- YOUR TASK -
Your answer should be every line of the records that contains the word "guarantee".

----

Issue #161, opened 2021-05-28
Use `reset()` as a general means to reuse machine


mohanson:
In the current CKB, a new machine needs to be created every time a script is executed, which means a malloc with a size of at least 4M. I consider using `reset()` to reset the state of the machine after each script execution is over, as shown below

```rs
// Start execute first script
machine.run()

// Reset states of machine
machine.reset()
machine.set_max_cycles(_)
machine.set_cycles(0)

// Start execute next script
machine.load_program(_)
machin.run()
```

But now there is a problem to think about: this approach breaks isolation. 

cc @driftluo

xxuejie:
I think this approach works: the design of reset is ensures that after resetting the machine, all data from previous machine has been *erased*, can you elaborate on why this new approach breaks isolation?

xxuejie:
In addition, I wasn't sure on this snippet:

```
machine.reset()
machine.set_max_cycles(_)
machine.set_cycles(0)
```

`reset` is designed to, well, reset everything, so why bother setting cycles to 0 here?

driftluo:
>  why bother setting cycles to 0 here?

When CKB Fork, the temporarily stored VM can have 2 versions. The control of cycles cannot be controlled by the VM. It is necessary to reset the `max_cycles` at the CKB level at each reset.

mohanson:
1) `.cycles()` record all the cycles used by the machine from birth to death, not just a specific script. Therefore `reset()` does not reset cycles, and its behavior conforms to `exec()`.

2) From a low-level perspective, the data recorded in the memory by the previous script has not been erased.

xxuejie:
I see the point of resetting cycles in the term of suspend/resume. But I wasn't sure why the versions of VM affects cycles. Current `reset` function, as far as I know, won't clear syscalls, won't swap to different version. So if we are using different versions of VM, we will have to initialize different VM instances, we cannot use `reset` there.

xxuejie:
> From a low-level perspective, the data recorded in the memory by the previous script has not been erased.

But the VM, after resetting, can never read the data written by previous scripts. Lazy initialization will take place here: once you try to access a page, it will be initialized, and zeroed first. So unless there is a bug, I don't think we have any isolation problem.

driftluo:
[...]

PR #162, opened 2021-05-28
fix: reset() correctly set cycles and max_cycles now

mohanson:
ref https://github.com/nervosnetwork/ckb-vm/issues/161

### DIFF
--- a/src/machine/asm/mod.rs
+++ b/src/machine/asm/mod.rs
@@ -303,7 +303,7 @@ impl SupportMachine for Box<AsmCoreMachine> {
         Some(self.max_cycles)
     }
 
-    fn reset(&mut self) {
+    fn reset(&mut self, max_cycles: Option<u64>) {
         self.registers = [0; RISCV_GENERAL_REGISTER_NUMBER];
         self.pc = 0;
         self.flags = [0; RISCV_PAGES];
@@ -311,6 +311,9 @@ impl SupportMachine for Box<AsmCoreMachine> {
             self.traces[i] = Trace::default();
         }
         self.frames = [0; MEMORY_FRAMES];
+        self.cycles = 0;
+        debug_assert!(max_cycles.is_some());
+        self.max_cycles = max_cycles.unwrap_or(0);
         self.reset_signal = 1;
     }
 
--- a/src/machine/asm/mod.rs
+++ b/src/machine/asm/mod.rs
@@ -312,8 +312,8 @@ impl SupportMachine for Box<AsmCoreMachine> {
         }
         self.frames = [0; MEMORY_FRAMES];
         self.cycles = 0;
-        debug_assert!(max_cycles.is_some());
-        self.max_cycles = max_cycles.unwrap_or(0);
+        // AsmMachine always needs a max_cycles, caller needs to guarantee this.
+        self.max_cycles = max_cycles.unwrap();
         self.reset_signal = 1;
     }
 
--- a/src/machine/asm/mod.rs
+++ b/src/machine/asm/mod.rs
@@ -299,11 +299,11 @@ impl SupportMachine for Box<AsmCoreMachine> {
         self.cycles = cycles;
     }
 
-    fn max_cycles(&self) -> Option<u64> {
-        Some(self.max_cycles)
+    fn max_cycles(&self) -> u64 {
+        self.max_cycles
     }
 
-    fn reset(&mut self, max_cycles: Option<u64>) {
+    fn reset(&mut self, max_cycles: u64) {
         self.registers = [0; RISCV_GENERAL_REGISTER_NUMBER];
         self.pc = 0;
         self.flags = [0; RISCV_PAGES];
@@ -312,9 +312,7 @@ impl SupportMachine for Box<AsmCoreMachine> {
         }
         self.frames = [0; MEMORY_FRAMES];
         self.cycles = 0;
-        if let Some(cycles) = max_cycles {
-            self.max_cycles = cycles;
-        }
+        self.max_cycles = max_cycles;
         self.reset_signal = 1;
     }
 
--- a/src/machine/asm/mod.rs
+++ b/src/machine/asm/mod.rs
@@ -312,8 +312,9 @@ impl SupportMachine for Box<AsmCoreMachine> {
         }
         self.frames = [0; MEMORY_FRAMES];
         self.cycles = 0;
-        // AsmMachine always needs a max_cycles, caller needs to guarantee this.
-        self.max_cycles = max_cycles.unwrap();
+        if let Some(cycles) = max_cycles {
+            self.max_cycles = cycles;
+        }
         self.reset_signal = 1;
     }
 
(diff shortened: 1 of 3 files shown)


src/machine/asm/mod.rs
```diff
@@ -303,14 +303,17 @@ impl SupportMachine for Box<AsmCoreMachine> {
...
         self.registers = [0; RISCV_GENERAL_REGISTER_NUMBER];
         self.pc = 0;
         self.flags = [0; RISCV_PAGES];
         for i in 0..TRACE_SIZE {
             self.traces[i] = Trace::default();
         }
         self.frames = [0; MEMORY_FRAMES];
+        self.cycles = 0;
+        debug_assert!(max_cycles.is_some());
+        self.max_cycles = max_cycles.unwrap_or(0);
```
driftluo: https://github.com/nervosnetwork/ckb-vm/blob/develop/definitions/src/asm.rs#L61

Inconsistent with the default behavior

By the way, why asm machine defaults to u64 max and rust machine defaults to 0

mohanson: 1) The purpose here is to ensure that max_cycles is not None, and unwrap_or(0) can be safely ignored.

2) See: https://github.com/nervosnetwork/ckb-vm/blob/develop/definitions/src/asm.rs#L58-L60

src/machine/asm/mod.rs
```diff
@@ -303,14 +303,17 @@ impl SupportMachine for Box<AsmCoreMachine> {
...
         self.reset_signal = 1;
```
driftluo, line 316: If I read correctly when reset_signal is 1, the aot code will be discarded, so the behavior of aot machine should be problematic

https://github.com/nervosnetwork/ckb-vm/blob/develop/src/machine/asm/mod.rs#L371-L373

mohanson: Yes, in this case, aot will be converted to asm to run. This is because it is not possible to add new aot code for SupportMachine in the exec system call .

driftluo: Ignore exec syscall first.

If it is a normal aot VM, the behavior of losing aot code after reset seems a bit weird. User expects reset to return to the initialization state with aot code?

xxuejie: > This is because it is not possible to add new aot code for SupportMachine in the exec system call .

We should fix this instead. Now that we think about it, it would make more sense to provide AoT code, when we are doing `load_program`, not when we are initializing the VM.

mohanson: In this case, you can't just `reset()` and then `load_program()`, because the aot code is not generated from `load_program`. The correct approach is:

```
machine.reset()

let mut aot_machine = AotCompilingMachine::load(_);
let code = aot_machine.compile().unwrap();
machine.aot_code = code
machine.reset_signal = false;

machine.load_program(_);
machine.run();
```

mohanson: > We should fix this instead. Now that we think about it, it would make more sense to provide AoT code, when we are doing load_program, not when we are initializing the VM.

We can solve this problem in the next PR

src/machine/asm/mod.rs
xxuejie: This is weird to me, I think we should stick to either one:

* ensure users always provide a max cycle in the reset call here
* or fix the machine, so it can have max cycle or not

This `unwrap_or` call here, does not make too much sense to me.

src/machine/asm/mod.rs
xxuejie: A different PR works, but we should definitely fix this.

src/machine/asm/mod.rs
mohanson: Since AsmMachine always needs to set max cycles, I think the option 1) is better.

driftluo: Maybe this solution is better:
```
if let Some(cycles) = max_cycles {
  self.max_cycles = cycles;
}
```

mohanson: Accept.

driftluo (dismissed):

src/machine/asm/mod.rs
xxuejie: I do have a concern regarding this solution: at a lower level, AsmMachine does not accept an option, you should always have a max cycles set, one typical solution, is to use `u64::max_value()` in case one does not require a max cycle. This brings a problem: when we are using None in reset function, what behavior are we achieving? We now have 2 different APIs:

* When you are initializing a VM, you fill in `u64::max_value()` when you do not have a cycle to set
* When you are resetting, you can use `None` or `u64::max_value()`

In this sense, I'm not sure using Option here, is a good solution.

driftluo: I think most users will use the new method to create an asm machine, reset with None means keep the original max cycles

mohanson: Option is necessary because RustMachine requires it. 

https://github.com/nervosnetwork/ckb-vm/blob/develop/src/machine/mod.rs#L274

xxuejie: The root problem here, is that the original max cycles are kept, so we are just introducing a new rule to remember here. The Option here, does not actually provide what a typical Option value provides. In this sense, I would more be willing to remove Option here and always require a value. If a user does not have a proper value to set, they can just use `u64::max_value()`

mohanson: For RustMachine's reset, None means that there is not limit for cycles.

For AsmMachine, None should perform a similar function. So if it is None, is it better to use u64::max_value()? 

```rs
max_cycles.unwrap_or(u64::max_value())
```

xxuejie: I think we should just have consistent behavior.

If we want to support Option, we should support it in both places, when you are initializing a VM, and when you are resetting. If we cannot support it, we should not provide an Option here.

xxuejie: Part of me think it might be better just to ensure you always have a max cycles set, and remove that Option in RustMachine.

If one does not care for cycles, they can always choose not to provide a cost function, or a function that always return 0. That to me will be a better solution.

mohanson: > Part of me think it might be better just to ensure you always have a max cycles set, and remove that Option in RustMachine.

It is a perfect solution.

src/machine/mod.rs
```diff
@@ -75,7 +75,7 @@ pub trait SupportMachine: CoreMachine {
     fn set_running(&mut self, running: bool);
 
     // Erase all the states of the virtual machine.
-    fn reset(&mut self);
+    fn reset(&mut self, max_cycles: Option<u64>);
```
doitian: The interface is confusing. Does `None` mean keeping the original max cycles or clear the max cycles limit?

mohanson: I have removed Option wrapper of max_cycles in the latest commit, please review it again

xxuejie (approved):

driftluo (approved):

----

- THE ANSWER -
+        // AsmMachine always needs a max_cycles, caller needs to guarantee this.
-        // AsmMachine always needs a max_cycles, caller needs to guarantee this.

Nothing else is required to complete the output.